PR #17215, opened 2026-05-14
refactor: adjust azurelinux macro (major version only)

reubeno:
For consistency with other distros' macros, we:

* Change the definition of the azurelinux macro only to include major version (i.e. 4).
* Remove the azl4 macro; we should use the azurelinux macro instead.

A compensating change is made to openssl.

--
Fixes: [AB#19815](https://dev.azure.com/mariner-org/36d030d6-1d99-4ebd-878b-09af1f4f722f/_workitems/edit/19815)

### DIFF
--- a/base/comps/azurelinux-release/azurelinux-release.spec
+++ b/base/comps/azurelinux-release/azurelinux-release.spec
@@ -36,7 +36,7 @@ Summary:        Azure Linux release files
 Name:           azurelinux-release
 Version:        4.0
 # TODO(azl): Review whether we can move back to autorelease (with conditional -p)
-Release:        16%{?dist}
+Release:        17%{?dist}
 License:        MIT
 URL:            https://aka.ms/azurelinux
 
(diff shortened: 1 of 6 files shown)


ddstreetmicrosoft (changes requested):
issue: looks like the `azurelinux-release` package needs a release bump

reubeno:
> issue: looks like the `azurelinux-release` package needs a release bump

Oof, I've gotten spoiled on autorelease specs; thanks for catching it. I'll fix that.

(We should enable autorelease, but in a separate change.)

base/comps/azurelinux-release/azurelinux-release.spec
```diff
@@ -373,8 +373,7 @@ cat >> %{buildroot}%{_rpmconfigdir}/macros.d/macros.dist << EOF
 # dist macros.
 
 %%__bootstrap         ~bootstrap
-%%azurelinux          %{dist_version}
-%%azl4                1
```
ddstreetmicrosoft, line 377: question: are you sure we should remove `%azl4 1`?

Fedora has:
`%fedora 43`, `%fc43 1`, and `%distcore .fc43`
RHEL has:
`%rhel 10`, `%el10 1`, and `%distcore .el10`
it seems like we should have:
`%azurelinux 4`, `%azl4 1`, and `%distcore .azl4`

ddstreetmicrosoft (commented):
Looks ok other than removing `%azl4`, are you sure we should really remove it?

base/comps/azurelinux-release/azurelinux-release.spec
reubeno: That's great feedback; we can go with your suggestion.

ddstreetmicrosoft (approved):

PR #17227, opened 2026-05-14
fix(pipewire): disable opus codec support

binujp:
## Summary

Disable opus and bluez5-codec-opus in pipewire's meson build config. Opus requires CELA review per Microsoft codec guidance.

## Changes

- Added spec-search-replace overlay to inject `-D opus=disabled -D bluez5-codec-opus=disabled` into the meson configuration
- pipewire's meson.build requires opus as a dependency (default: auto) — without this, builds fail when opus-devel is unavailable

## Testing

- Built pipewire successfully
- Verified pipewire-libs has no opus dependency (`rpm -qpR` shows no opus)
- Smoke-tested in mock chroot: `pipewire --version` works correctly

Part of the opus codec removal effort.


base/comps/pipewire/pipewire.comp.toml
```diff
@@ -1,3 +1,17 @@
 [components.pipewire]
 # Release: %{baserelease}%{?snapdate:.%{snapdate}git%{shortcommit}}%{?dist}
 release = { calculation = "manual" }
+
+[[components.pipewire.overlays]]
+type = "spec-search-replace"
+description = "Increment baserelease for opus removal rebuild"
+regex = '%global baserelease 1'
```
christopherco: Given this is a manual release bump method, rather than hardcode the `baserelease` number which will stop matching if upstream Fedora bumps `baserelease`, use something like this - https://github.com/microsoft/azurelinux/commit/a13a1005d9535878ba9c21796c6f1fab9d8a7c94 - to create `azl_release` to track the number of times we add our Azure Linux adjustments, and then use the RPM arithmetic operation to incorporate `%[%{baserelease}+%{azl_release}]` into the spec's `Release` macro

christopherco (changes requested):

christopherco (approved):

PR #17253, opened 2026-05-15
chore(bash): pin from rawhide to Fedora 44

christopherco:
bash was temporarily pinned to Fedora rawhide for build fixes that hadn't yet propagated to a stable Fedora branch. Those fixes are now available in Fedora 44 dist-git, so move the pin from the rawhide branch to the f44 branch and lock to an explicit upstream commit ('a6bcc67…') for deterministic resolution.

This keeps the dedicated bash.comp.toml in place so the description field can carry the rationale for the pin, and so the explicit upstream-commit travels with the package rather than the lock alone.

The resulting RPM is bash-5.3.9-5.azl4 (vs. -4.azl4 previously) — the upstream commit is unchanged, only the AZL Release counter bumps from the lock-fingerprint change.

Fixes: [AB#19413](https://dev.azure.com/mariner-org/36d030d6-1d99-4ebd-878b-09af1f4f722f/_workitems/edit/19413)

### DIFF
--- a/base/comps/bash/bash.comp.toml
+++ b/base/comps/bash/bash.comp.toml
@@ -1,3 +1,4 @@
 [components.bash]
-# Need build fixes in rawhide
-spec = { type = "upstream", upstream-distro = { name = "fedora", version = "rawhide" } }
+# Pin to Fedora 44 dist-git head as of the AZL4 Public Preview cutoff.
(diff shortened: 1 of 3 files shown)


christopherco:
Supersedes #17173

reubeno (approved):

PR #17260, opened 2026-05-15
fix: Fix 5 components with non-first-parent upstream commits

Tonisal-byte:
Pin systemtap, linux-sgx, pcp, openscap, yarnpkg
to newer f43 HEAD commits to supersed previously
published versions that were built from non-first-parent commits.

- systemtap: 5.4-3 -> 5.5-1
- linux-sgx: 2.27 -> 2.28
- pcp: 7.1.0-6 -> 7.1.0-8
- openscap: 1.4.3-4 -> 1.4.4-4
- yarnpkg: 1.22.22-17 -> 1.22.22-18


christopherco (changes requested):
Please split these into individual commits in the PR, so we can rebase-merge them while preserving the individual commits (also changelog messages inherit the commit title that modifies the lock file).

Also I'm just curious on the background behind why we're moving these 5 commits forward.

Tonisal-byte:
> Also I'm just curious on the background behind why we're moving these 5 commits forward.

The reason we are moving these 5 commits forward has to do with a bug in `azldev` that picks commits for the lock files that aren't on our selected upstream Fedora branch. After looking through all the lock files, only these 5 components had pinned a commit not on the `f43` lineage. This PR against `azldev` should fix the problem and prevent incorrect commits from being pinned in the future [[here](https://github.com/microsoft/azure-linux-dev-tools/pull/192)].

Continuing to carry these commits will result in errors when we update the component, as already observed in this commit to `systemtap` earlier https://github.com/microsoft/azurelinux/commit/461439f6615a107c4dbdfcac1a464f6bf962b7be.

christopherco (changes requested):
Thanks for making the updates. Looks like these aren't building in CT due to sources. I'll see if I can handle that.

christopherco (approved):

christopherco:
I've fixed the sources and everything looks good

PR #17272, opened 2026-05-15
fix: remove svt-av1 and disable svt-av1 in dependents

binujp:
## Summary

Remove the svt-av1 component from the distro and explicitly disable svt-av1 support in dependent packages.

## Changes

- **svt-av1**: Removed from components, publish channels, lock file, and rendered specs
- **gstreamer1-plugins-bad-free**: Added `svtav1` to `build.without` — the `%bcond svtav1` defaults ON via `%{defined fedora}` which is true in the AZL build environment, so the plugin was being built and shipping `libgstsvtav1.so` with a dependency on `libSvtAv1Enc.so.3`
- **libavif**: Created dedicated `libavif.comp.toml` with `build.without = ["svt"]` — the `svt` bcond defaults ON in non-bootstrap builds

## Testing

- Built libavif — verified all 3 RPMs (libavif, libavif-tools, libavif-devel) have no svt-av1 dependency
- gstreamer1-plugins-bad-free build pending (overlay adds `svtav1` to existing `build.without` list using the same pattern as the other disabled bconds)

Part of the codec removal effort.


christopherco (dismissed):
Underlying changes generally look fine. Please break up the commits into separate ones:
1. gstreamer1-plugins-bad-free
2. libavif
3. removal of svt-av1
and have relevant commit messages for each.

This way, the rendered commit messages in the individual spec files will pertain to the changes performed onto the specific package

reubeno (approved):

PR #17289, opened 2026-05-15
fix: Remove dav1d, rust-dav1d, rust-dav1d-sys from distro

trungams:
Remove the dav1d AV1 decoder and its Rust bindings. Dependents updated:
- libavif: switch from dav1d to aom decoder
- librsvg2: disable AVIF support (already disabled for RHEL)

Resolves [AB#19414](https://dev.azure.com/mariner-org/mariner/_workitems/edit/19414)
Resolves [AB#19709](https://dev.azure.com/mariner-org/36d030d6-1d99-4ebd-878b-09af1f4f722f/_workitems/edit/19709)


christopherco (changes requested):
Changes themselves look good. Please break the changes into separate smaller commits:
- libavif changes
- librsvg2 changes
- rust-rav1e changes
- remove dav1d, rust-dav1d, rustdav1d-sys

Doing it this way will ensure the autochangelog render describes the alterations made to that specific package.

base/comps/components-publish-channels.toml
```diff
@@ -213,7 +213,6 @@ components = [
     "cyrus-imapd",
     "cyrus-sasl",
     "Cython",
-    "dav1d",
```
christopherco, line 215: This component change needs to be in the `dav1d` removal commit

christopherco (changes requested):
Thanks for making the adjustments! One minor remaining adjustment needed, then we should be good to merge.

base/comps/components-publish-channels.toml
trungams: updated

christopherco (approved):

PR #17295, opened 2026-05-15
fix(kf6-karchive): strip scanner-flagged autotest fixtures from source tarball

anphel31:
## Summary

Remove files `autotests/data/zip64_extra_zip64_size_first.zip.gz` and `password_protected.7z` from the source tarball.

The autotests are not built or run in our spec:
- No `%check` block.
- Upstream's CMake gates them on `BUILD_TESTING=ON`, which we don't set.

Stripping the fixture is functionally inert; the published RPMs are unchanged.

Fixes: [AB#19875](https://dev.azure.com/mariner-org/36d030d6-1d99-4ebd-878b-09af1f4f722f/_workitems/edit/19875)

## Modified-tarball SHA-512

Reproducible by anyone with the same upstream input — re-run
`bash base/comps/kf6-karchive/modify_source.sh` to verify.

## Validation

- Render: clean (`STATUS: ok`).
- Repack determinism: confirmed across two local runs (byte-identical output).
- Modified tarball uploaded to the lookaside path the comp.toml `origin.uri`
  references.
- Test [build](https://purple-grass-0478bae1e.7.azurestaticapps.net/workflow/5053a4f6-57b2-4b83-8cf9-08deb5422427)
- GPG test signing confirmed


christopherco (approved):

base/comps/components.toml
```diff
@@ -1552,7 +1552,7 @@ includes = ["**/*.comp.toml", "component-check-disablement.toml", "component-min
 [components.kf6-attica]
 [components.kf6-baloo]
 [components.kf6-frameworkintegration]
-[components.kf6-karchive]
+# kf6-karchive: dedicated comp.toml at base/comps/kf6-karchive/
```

□ □ □ □ □ □ □

**What to do**: Gather from the entries above all lines that include the string "replace".

**Result below**:
- Added spec-search-replace overlay to inject `-D opus=disabled -D bluez5-codec-opus=disabled` into the meson configuration
+type = "spec-search-replace"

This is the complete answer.